If you are going back to work then it is important to be mindful. Social distancing is shown to lower transmission rate. Furthermore, regular hand washing or using hand sanitiser of at least 60% alcohol is a must. Avoid touching your face and it is advisable to minimise your alcohol intake to stay aware and alert.

When will different countries reopen strip clubs?

Some countries are already reopening in some form. Norwegian clubs are working on restricted hours with no more than 5 guests at a table or orders at the bar. Switzerland and the Netherlands have indicated clubs can open within the next few weeks. Countries such as Germany, Ireland and Denmark are currently advising that club may reopen around August. Italy and Spain, the previous European epicentres are tentatively reopening though out June and July. All countries are setting the expectation of limited capacity, hours and with strict social distancing. Swedish clubs never closed and worked under the advice of social distancing. As mentioned, this has proven to be a potentially fatal decision.
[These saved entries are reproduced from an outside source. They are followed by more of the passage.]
PR #2066, opened 2026-07-26
fix: create and redact Ironwood proofs in the PCZT prover/signer glue

dannywillems:
## Development

Two Ironwood parity fixes in the PCZT JNI glue, each in its own commit (plus a dedicated CHANGELOG commit).

### 1. `addProofsToPczt` now creates Ironwood proofs

The prover glue only handled Orchard and Sapling, so any PCZT with Ironwood Actions (e.g. a Keystone-signed spend from the Ironwood pool) sailed through proving without an Ironwood proof and failed at extraction with `Pczt(Extraction(Ironwood(Extract(MissingProof))))`.

Mirrors the Orchard branch: derives the Ironwood circuit version from the PCZT's consensus branch id (`bundle_version_for_branch` with `ValuePool::Ironwood`) and calls `Prover::create_ironwood_proof` with a proving key built for that circuit. The stale comment claiming `ValuePool::Orchard` is correct for Ironwood bundles is updated to reflect the per-pool derivation.

### 2. `redactPcztForSignerRole` now redacts the Ironwood bundle

While auditing pool parity, the Signer-role redaction was found to clear the spend witness and the internal `zcash_client_backend:output_info` metadata for Orchard and Sapling but leave the Ironwood bundle untouched. A Keystone-signed Ironwood spend therefore shipped its Merkle witnesses and wallet output metadata to the external signer, which does not need them. Fixed by mirroring the Orchard redaction for Ironwood.

## Verification

- `cargo check` on `backend-lib` is clean; the crate is formatted with the repo toolchain.
- Confirmed against the pinned `pczt 0.8.0` that `requires_ironwood_proof`/`create_ironwood_proof`/`redact_ironwood_with` exist and share the Orchard shape, and that the extractor and Signer role authorize Ironwood identically to Orchard.

Other Orchard sites (subtree roots, balance, sync index, pool mapping, migration proposal) already handle Ironwood.

### DIFF
--- a/backend-lib/src/main/rust/lib.rs
+++ b/backend-lib/src/main/rust/lib.rs
@@ -79,7 +79,10 @@ use zcash_client_sqlite::{
 use zcash_primitives::{
     block::BlockHash,
     merkle_tree::HashSer,
-    transaction::{Transaction, TxId, components::orchard::bundle_version_for_branch},
+    transaction::{
+        Transaction, TxId, builder::cached_orchard_proving_key,
+        components::orchard::bundle_version_for_branch,
+    },
 };
 use zcash_proofs::prover::LocalTxProver;
 use zcash_protocol::{
@@ -2621,7 +2624,7 @@ pub extern "C" fn Java_cash_z_ecc_android_sdk_internal_jni_RustBackend_addProofs
                 anyhow!("PCZT requires an Orchard proof but its consensus branch does not support Orchard")
             })?;
             prover = prover
-                .create_orchard_proof(&orchard::circuit::ProvingKey::build(circuit_version))
+                .create_orchard_proof(cached_orchard_proving_key(circuit_version))
                 .map_err(|e| anyhow!("Failed to create Orchard proof for PCZT: {:?}", e))?;
         }
         assert!(!prover.requires_orchard_proof());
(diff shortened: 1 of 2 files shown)


backend-lib/src/main/rust/lib.rs
```diff
@@ -2620,6 +2626,16 @@ pub extern "C" fn Java_cash_z_ecc_android_sdk_internal_jni_RustBackend_addProofs
         }
         assert!(!prover.requires_orchard_proof());
 
+        if prover.requires_ironwood_proof() {
+            let circuit_version = circuit_version_for(orchard::ValuePool::Ironwood).ok_or_else(|| {
+                anyhow!("PCZT requires an Ironwood proof but its consensus branch does not support Ironwood")
+            })?;
+            prover = prover
+                .create_ironwood_proof(&orchard::circuit::ProvingKey::build(circuit_version))
```
dannywillems: This could be lazily loaded, I think.

dannywillems: See [a552ac5](https://github.com/zcash/zcash-android-wallet-sdk/pull/2066/commits/a552ac50d0bedc7b0162f86ead8e051c8786911b)

nuttycom (approved):
utACK edb9f5dd8771058115d700b3b405b19768728d0c

PR #2068, opened 2026-07-26
Carry migration transfer ids as Long, not decimal strings

nuttycom:
The Swift SDK counterpart is zcash/zcash-swift-wallet-sdk#1868; this is the same defect on the JNI boundary.

## The change

The engine's transfer id is a `u32`. The boundary rendered it as a Java `String` outbound and parsed it back inbound, which buys nothing — every id is engine-issued, round-tripped verbatim by the app, and never displayed — while costing a string allocation per schedule row, a parse-failure lane on every inbound call, and a Kotlin API where an opaque-looking `String` invites callers to construct one.

Ids now cross as **`Long`**: the width this boundary already uses for every unsigned 32-bit value (heights included), with the same `isInUIntRange()` guard, so an out-of-range id fails loudly at the boundary rather than silently becoming a different transaction.

- **Outbound:** `JniTransferProposal`, `JniPreparedTransfer`, `JniMigrationTransferState`, `JniUnsignedTransferPczt`, `JniAttentionReason.InvalidTransfer` (constructor signatures `(Ljava/lang/String;…)V` → `(J…)V`), and their `MigrationSdk` counterparts.
- **Inbound:** `recordTransferResult(transferId:)`, and `storeSignedSchedulePczts`' `ids` array — now a `LongArray`, read as a primitive region rather than element-by-element.

## Which identifier this is

It names the **transfer**, not one broadcast attempt. `rebuild_expired_transfer` keeps the transfer id while producing a new transaction with a new `TxId`, so this id — not the `TxId` — is what an app correlates its own records on across an expiry rebuild. zcash/librustzcash#2767 renames the engine type `MigrationTxId` → `MigrationTransferId` for the same reason; when the pin moves to that rc, the Rust references here rename with it.

## Testing

`:sdk-lib:compileDebugKotlin` and `:sdk-lib:testDebugUnitTest` both pass, and the JNI crate cross-compiles (`cargo ndk -t arm64-v8a check`, plus the full `cargoBuildArm` that the Kotlin build drives). The JNI signature changes are compile-checked on the Kotlin side and hand-matched on the Rust side — #2017's JNI ABI check would be the mechanical guard for exactly this class of change, if it lands.

Not run: instrumented tests (no emulator in this environment).

---

This PR was prepared with Claude Code assistance.

### DIFF
--- a/CHANGELOG.md
+++ b/CHANGELOG.md
@@ -18,6 +18,15 @@ and this library adheres to [Semantic Versioning](https://semver.org/spec/v2.0.0
   line, adapting the backend to the send-max and builder API changes.
 - Updated the librustzcash crates to their published releases,
   `zcash_client_backend 0.24.0-rc.2` and `zcash_client_sqlite 0.22.0-rc.2`.
+- Migration transfer ids are `Long` (the engine's `u32`, widened as this JNI boundary widens every
+  unsigned 32-bit value) rather than decimal strings, across `JniTransferProposal`,
+  `JniPreparedTransfer`, `JniMigrationTransferState`, `JniUnsignedTransferPczt`,
+  `JniAttentionReason.InvalidTransfer`, their `MigrationSdk` counterparts
+  (`TransferProposal`, `MigrationTransferState`, `AttentionReason.InvalidTransfer`),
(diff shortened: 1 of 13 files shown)


Cosmos-Harry (approved):
utACK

Strip clubs – survival of the fittest

It is a sad reality that not every business is going to survive this crisis. Strip clubs are no exception. Those that have been managed correctly beforehand or are fortunate to be located in countries where governments are providing relief and assistance stand the best chances. With all of it’s faults, the UK government has provided tax relief and payroll support to businesses. Germany, the Netherlands and France also have employee retention schemes in place to help small and medium enterprise stay afloat. These have been, and will be, be a lifeline. We are now in a world where face masks are the norm, and in some cases, obligatory. There are dance wear businesses, such a Stripshop.com, that are selling items such as the Sequin Face Mask so dancers can protect themselves and their clients.

Adapt, adapt, adapt

The only way we can survive this, as an industry, is by being flexible. Adapting to the changing world around us. With so much going on in the world right now, it’s safe to say 2020 has been eventful. We have only just finished the first half and we have had, pandemics, natural disasters, political upheaval and global race protests. We need to be mindful of how fragile the world as we know it, is. Life is incredibly far removed from December 2019, so who knows where we will be in December 2020. There has never been a more important time to self educate, stay aware and be resourceful.